C’est toujours un plaisir de retrouver la charmante ville de Wiesbaden, en grande partie épargnée par les bombardements de la Seconde Guerre mondiale, et tout particulièrement son Opéra qui n’a rien à envier en qualité à son rival voisin situé à Francfort. En témoigne la production réussie de Jenůfa présentée jusqu’à la fin d’année dans la mise en scène d’Ingo Kerkhof. Autour d’une scénographie sobre et réaliste, tout autant que d’une direction d’acteur serrée, l’Allemand imprime une concentration pertinente au drame, tout en offrant quelques clins d’œil savoureux – telle cette présentation initiale des personnages face au public lors d’une vraie-fausse séance photographique à l’ancienne. Il sait aussi s’éloigner de son parti pris réaliste pour surprendre en faisant littéralement voler en éclat son décor à des moments-clefs de l’action.

Au-delà de ces atouts formels, la direction de Patrick Lange, Generalmusikdirektor, constitue l’une des grandes énigmes de la soirée, tant on aura rarement connu des sentiments aussi contradictoires face à un chef bien peu inspiré en première partie, avant de passionner ensuite. S’agissant d’un ouvrage où l’orchestre a une place prépondérante, le tempo beaucoup trop lent au I déçoit tant il apparaît peu compatible avec les éléments populaires très présents dans les ensembles. Pour autant, peu à peu, on se surprend à se délecter de cette lecture legato, admirable de respiration harmonieuse entre les pupitres, tout autant que de splendides couleurs dévoilées aux vents. Mais c’est surtout un III enfin plus engagé au niveau dramatique qui parvient à nous arracher quelques larmes inattendues lors du finale, et ce malgré un plateau vocal intéressant mais perfectible.

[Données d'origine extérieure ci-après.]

PR #907, opened 2019-10-04
Split doctests

MatthijsBurgh:
Merge together with tue-robotics/tue-env-targets#84


robot_smach_states/test/test_doctest.py
```diff
@@ -1,37 +1,15 @@
...
-        print("Attempted count: {}".format(attempted_count))
-        self.assertEqual(failed_count, 0, "{} out of {} tests failed".format(failed_count, attempted_count))
+class DocTestsRobotSmachStates(_TestDocTests):
+    def __init__(self, method_name="test_doctests"):
+        super(DocTestsRobotSmachStates, self).__init__(module_name="robot_smach_states", method_name=method_name)
 
 
 if __name__ == '__main__':
-    unittest.main()
+    suite = unittest.TestSuite()
```
jlunenburg: What does this change do?

test_tools/src/test_tools/doctest_unittest.py
```diff
@@ -0,0 +1,36 @@
+#! /usr/bin/env python
+
+import doctest
+import importlib
+import os
+import rospkg
+import unittest
+
+
+class _TestDocTests(unittest.TestCase):
```
jlunenburg: I don't think this should be private if you intend to import this from other files/modules/packages which you do). Why did you choose to do so?

test_tools/src/test_tools/doctest_unittest.py
```diff
@@ -0,0 +1,36 @@
...
+
+    def __init__(self, module_name, method_name="test_doctests"):
+        super(_TestDocTests, self).__init__(method_name)
```
jlunenburg: Add docstring:
* `module_name`: is this only, e.g., `robot_smach_states`?
* what does the `method_name` do?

On retrouve avec bonheur le Laca de Daniel Brenna, déjà entendu dans ce rôle à Dijon, en remplaçant de luxe suite au retrait de Paul McNamara. L’Américain fait à nouveau valoir son incarnation vibrante, parfaitement projetée, même si on note toujours quelques passages en force. A ses côtés, Sabina Cvilak (Jenůfa) impressionne dans un premier temps par ses qualités techniques pour mieux décevoir ensuite par une interprétation trop monolithique sur la durée. Autour des impeccables Aaron Cawley et Daniel Carison, Anna Maria Dur (Grand-mère) affiche quelques lacunes dans les graves et la projection. Mais c’est plus encore Dalia Schaechter (Kostelnicka) qui peine dans l’aigu, étranglé, sans parler de son médium, souvent inaudible. Elle est pourtant chaleureusement applaudie à la fin de la représentation par le public, sans doute conquis par ses efforts visibles au niveau interprétatif.